[RECORDS FOR THE EXERCISE]

Issue #971, opened 2022-11-28
SwapTags without having visited a previous tag causes error


linde12:
### Describe the bug

I'm getting some weird behavior when doing SwapTags without actually having visited another tag yet.

This swaps the main window with one of the windows in the right stack and gives some error message output above my polybar saying something like IoError ConnectionRefused.

### Expected behavior (optional)

No-op, should do nothing.

### Steps to reproduce (optional)

1. Start or reload LeftWM
2. Spawn some windows, e.g. browser and terminal
3. Do SwapTags (default modkey+w) without visiting any other tag first

### OS / Distro

Linux botnet 6.0.9_1 #1 SMP PREEMPT_DYNAMIC Fri Nov 18 16:45:48 UTC 2022 x86_64 GNU/Linux (Void Linux)

### Additional System Information (optional)

```text
Built from master v0.4.0 with --features=lefthk,syslog, running Void Linux. Added some traces to debug another issue (hence modified from leftwm-check) Using basic_polybar theme.
```

### LeftWM Check

```text
:: LeftWM version: 0.4.0
:: LeftWM git hash: a631cfb-modified
:: Enabled features: lefthk lefthk-core syslog-tracing sys-log
:: Checking feature dependencies . . .
    -> lefthk OK
:: Loading configuration . . .
    -> Configuration loaded OK
:: Checking keybinds . . .
    -> All keybinds OK
:: Checking environment . . .
    -> Environment OK (has XDG_RUNTIME_DIR)
:: Checking theme . . .
ERROR: Could not parse theme file: 1:16: Expected option
```

VuiMuich:
:thinking: actually this method starts with exactly a check if the history is at least two items long:
https://github.com/leftwm/leftwm/blob/de88c4a5d8463f187c8b2ac7b1cea0aff85c1178/leftwm-core/src/handlers/command_handler/mod.rs#L361-L383

Can you possibly grab the exact error from polybar logs?

linde12:
Ah, maybe its unrelated. I will try to find the logs for polybar once im home and post them here!

linde12:
Unable to reproduce the error message right now, but the weird behavior with windows switching places still happens. Maybe you can reproduce this issue?

VuiMuich:
Sorry for being a little late with my reply.
I forget to test this with a fresh session, but I just set up a new VR with Arch the other day, I can try to reproduce it there.

PR #984, opened 2022-12-09
replace `<module-name>/mod.rs` with `<module-name>.rs`

VuiMuich:
# Description

This replaces any `<module-name>/mod.rs` with `<module-name>.rs` and the acompanying `<module-name>` directory.
I saw this recently in a bunch of other repos and thought this is nice.
I allways found it odd, to use the `mod.rs` way in most scenarios.

This is difinitelly a controversial PR and I am happy to follow the common oppinion, so please vote with :+1: :-1: if you like or dislike.

## Type of change

- [x] Development change (no change visible to user)
- [ ] Bug fix (non-breaking change which fixes an issue)
- [ ] New feature (non-breaking change which adds functionality)
- [ ] Breaking change (fix or feature that would cause existing functionality to not work as expected)
- [ ] Documentation only update (no change to the factual codebase)
- [ ] This change requires a documentation update

## Updated user documentation:

Please insert user documentation that should be updated (as in the wiki).

See [CONTRIBUTING.md User Documentation section](../CONTRIBUTING.md#user-documentation) for further details.

**Note: Manual page changes must be performed in a commit, not in this PR section.**

# Checklist:

- [x] Ran `make test-full` locally with no errors or warnings reported
  Note: To fully reproduce CI checks, you will need to run `make test-full-nix`. Usually, this is not neccesary.
- [ ] Manual page has been updated accordingly
- [ ] Wiki pages have been updated accordingly (to perform **after** merge)

PR #988, opened 2022-12-10
Fix crash when swapping tag at startup

cecton:
# Description

When leftwm has just started and you swap tag (the shortcut that swaps between
the last and the current tag), it crashes on the `unwrap()`. This is because
there is no last tag in the history.

## Type of change

Bug fix

I guess none.

# Checklist:


VuiMuich:
Thanks!

This should close #971 then.

VuiMuich:
Thanks for fixing their merge conflict.

cecton:
There was none locally :woman_shrugging: I guess github is not using the same conflict resolution algorithm than git

VuiMuich:
:thinking: this is odd. Looking at the of the first commits' diff in the browser it looks like github was thinking this PR is based on a merged #984.

cecton:
GitHub works in mysterious ways sometimes :woman_shrugging: 

It was based on an older commit though. The parent commit is 2840e5ace1f7e293d9c2e37feebcc31b71b888e0

Well. Either way, it works and it's nice that I accidentally fixed some issue haha xD

VuiMuich:
Oh, now I get it, I guess. I the mean time there was some refactor on the commandhandler, that modularised it with the subdirectory structure and it was by pure chance, that almost at the same time you created this PR, I opened #984, wich renames all the `mod.rs` files, so I guess it got me confused for a moment.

[/RECORDS FOR THE EXERCISE]

__WHAT IS NEEDED__:
Output the records again in full. Keep every character as written.

__SOLUTION TO THE PROBLEM__:
Issue #971, opened 2022-11-28
SwapTags without having visited a previous tag causes error


linde12:
### Describe the bug

I'm getting some weird behavior when doing SwapTags without actually having visited another tag yet.

This swaps the main window with one of the windows in the right stack and gives some error message output above my polybar saying something like IoError ConnectionRefused.

### Expected behavior (optional)

No-op, should do nothing.

### Steps to reproduce (optional)

1. Start or reload LeftWM
2. Spawn some windows, e.g. browser and terminal
3. Do SwapTags (default modkey+w) without visiting any other tag first

### OS / Distro

Linux botnet 6.0.9_1 #1 SMP PREEMPT_DYNAMIC Fri Nov 18 16:45:48 UTC 2022 x86_64 GNU/Linux (Void Linux)

### Additional System Information (optional)

```text
Built from master v0.4.0 with --features=lefthk,syslog, running Void Linux. Added some traces to debug another issue (hence modified from leftwm-check) Using basic_polybar theme.
```

### LeftWM Check

```text
:: LeftWM version: 0.4.0
:: LeftWM git hash: a631cfb-modified
:: Enabled features: lefthk lefthk-core syslog-tracing sys-log
:: Checking feature dependencies . . .
    -> lefthk OK
:: Loading configuration . . .
    -> Configuration loaded OK
:: Checking keybinds . . .
    -> All keybinds OK
:: Checking environment . . .
    -> Environment OK (has XDG_RUNTIME_DIR)
:: Checking theme . . .
ERROR: Could not parse theme file: 1:16: Expected option
```

VuiMuich:
:thinking: actually this method starts with exactly a check if the history is at least two items long:
https://github.com/leftwm/leftwm/blob/de88c4a5d8463f187c8b2ac7b1cea0aff85c1178/leftwm-core/src/handlers/command_handler/mod.rs#L361-L383

Can you possibly grab the exact error from polybar logs?

linde12:
Ah, maybe its unrelated. I will try to find the logs for polybar once im home and post them here!

linde12:
Unable to reproduce the error message right now, but the weird behavior with windows switching places still happens. Maybe you can reproduce this issue?

VuiMuich:
Sorry for being a little late with my reply.
I forget to test this with a fresh session, but I just set up a new VR with Arch the other day, I can try to reproduce it there.

PR #984, opened 2022-12-09
replace `<module-name>/mod.rs` with `<module-name>.rs`

VuiMuich:
# Description

This replaces any `<module-name>/mod.rs` with `<module-name>.rs` and the acompanying `<module-name>` directory.
I saw this recently in a bunch of other repos and thought this is nice.
I allways found it odd, to use the `mod.rs` way in most scenarios.

This is difinitelly a controversial PR and I am happy to follow the common oppinion, so please vote with :+1: :-1: if you like or dislike.

## Type of change

- [x] Development change (no change visible to user)
- [ ] Bug fix (non-breaking change which fixes an issue)
- [ ] New feature (non-breaking change which adds functionality)
- [ ] Breaking change (fix or feature that would cause existing functionality to not work as expected)
- [ ] Documentation only update (no change to the factual codebase)
- [ ] This change requires a documentation update

## Updated user documentation:

Please insert user documentation that should be updated (as in the wiki).

See [CONTRIBUTING.md User Documentation section](../CONTRIBUTING.md#user-documentation) for further details.

**Note: Manual page changes must be performed in a commit, not in this PR section.**

# Checklist:

- [x] Ran `make test-full` locally with no errors or warnings reported
  Note: To fully reproduce CI checks, you will need to run `make test-full-nix`. Usually, this is not neccesary.
- [ ] Manual page has been updated accordingly
- [ ] Wiki pages have been updated accordingly (to perform **after** merge)

PR #988, opened 2022-12-10
Fix crash when swapping tag at startup

cecton:
# Description

When leftwm has just started and you swap tag (the shortcut that swaps between
the last and the current tag), it crashes on the `unwrap()`. This is because
there is no last tag in the history.

## Type of change

Bug fix

I guess none.

# Checklist:


VuiMuich:
Thanks!

This should close #971 then.

VuiMuich:
Thanks for fixing their merge conflict.

cecton:
There was none locally :woman_shrugging: I guess github is not using the same conflict resolution algorithm than git

VuiMuich:
:thinking: this is odd. Looking at the of the first commits' diff in the browser it looks like github was thinking this PR is based on a merged #984.

cecton:
GitHub works in mysterious ways sometimes :woman_shrugging: 

It was based on an older commit though. The parent commit is 2840e5ace1f7e293d9c2e37feebcc31b71b888e0

Well. Either way, it works and it's nice that I accidentally fixed some issue haha xD

VuiMuich:
Oh, now I get it, I guess. I the mean time there was some refactor on the commandhandler, that modularised it with the subdirectory structure and it was by pure chance, that almost at the same time you created this PR, I opened #984, wich renames all the `mod.rs` files, so I guess it got me confused for a moment.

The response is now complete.